┌────────

PR #10871, opened 2026-06-29
Improve sugar_mkdir error handling

pgorod:
## Enhanced error handling for directory creation

**TLDR; sugar_mkdir failures should be considered critical, and a proper message should _always_ be logged. Failures should be circumvented when possible.**

A good number of people showing up in the forums with broken initial installations is stumbling with the typical ownership-permissions errors. Although this problem is "classical", there are some new factors at play due to the change to Suite8 and to the modernization of PHP.

- Added fallback for permission errors which are appearing in modern Ubuntu's etc due to PHP-FPM hardening
- Improved logging in some early moments of installation when the normal log is not available yet or the log level is not sufficient. This really helps to prevent critical, yet silent failures that leave people clueless
- this new code is much better at showing permissions errors for what they are, instead of letting them creep up later as 
  - missing CSS
  - missing screen elements
  - during initial login as "Login credentials incorrect"

## Motivation and Context

I spent two days installing SuiteCRM on Ubuntu 26. I am a pro at installing SuiteCRM. If it takes me 2 days, most other people will likely just give up.

Granted, it took me 2 days because I wasn't just trying to get it to work, I was stubbornly trying to understand _why_ it wasn't working, connecting a debugger, making sure each problem I discovered was getting properly logged etc.

## How To Test This

This helper sugar_mkdir function is used all over the place, so it affects basically everything. But the two main test cases I would recommend looking at:

1. initial installation, in Ubuntu 26, with PHP-FPM, using a permissions scheme which includes a SetGID bit: `2775` or similar. 
2. in normal usage after already installed, delete the entire cache dir and see if recovers well: `sudo rm -rf /var/www/suitecrm/public/legacy/cache/`

You can also redo those two test cases but with broken permissions.

1. try an initial install with broken ownerships or permissions, check that you can see a relevant log message indicating this (might show up in `php_errors.log` or in `suitecrm.log` (v7) or in `logs/prod/prod.log` (v8)
2. in normal usage after already installed, delete the entire cache dir and recreate it manually with some incorrect ownerships, for example, so that it is not writable. Check that you can see a relevant log message indicating this.

## Types of changes

### Final checklist

### DIFF
--- a/include/utils/sugar_file_utils.php
+++ b/include/utils/sugar_file_utils.php
@@ -72,8 +72,26 @@ function sugar_mkdir($pathname, $mode = null, $recursive = false, $context = nul
     if (empty($mode)) {
         $mode = 0777;
     }
+
+    $result = false;
     if (empty($context)) {
-        $result = @mkdir($pathname, $mode, $recursive);
+        try {
+            $result = mkdir($pathname, $mode, $recursive);
+        } catch(Throwable $e) {
+            // for hardened PHP-FPM installs without CAP_FSETID, retry the mkdir
+            // but drop the special bits from the mode (e.g. 02775 is retried as 0775)
+            if (strpos($e->getMessage(), 'not permitted') !== false) {
+                $result = @mkdir($pathname, $mode & 0777, $recursive);
+            }
+        }
+        // mkdir() also emits E_WARNING on failure (not always catchable as exception),
+        // so check error_get_last() as a fallback for the same condition
+        if (!$result) {
+            $error = error_get_last();
+            if ($error !== null && strpos($error['message'], 'not permitted') !== false) {
+                $result = @mkdir($pathname, $mode & 0777, $recursive);
+            }
+        }
     } else {
         $result = @mkdir($pathname, $mode, $recursive, $context);
     }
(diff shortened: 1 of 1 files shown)


pgorod:
Have a look at how prevalent this problem is, especially since v8:

https://community.suitecrm.com/search?q=login%20credentials%20incorrect

Do you believe all those people fumbled their password creation and typing in their correct password? No!

The problem is that this error is a big mix of **all the different things that can make the login request to the back-end go wrong**:
- parts of the software are missing because cache dir was unwritable
- MariaDB is now really strange regarding initial admin passwords, so we can't login to connect to the DB
- connecting to DB works but maybe some weird encoding problem with strange characters in the password prevents SuiteCRM login
- ok, the password was actually incorrect.

pgorod:
### Fixed a case that wasn't handled well

👉🏼  Added commit to handle cases where **`$context`** parameter is passed.

### Always throw Exception?

An important discussion I was having with @clemente-raposo : it's probably a good idea to **always** throw the exception, not just send a message to `suitecrm.log`. This would mean that the app stops working when it can't write a new directory.

This is the relevant part of the code that we would change:
```php
    } else {
        $errorMessage = "Cannot create directory $pathname cannot be touched";
        if (is_null($GLOBALS['log'])) {
            throw new Exception("Error occurred in sugar_mkdir but the system doesn't have logger. Error message: \"$errorMessage\"");
        }
        $GLOBALS['log']->fatal($errorMessage);
    }

    return $result;
}
```

This would make SuiteCRM stricter in the way it handles improperly configured servers (which unfortunately are very common), and would make these misconfigurations more obvious, and break earlier. 

Some people might be surprised and be mad at us, even if this is for their own good. 😄 It's better to see a clear cause for fixing the system immediately, than getting parts of the software to break randomly and often without an obvious reason.

A way to mitigate these surprises could be to make this a two-step change:
- one release warns in the release notes that the change will happen, and the logging would also reflect that, so that people would see the warning in their logs ("if you don't fix these errors before v8.xx, your app will break when you upgrade")
- the next release makes the changes effective

----

For now, the PR does not move into the territory discussed here, so it should be ok to merge as-is without any serious consequences.

DJUserkent:
this is a great initiative @pgorod  - and would help so much to raise the profile of SuiteCRM as being: "well written code": to those users who are not really technical at file permissions level and all too easily can wrongly blame Suite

└────────

:: AIM OF THE EXERCISE ::
Only the lines that contain the word "creation" should be copied from the material.

:: TASK RESPONSE ::
## Enhanced error handling for directory creation
Do you believe all those people fumbled their password creation and typing in their correct password? No!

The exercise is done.